DATA EXCERPTS below:
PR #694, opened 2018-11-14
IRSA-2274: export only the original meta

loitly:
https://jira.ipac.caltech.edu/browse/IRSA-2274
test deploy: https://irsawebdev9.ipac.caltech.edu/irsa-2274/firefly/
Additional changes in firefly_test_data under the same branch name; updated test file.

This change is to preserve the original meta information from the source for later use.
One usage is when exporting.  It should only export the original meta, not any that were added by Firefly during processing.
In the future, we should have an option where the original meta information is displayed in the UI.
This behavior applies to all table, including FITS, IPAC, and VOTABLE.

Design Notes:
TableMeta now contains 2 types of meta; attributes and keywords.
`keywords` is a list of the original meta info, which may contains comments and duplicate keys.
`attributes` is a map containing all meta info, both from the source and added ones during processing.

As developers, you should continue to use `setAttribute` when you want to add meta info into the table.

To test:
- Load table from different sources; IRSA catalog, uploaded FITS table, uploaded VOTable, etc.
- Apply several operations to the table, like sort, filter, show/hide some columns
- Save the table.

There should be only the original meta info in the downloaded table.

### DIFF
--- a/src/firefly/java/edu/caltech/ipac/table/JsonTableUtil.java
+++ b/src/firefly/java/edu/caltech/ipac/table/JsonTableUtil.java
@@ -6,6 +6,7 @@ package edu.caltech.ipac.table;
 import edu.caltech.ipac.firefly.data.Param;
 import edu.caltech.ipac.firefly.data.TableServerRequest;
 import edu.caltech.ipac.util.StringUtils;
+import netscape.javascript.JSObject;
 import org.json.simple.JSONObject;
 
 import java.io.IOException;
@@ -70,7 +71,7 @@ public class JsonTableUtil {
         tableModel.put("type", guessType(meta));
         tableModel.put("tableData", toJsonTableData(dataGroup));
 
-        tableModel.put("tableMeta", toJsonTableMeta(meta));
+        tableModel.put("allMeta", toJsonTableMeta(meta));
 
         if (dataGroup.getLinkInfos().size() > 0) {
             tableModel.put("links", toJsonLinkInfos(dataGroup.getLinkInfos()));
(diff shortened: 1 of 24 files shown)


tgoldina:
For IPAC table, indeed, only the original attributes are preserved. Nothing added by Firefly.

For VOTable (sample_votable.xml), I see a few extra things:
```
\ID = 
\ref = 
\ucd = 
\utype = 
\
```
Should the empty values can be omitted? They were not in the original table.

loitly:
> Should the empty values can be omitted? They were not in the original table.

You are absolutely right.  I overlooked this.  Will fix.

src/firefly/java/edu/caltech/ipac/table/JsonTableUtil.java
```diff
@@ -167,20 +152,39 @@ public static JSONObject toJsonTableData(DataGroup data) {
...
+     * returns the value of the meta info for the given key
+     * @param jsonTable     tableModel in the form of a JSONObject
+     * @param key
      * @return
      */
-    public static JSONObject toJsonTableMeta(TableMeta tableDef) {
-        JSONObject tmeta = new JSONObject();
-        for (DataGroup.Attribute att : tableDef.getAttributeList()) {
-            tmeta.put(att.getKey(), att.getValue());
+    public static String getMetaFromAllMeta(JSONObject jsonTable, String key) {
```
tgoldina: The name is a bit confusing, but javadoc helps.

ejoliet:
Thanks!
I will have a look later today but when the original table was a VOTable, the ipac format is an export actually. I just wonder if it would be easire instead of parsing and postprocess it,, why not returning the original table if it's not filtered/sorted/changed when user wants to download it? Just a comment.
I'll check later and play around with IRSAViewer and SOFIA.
End of DATA EXCERPTS.
→ **WHAT IS BEING ASKED**
Your task is to restate, word for word, the line with "tgoldina: The name" and all lines after it, ending with the last line of the data.

→ **REPLY TO THE TASK**
tgoldina: The name is a bit confusing, but javadoc helps.

ejoliet:
Thanks!
I will have a look later today but when the original table was a VOTable, the ipac format is an export actually. I just wonder if it would be easire instead of parsing and postprocess it,, why not returning the original table if it's not filtered/sorted/changed when user wants to download it? Just a comment.
I'll check later and play around with IRSAViewer and SOFIA.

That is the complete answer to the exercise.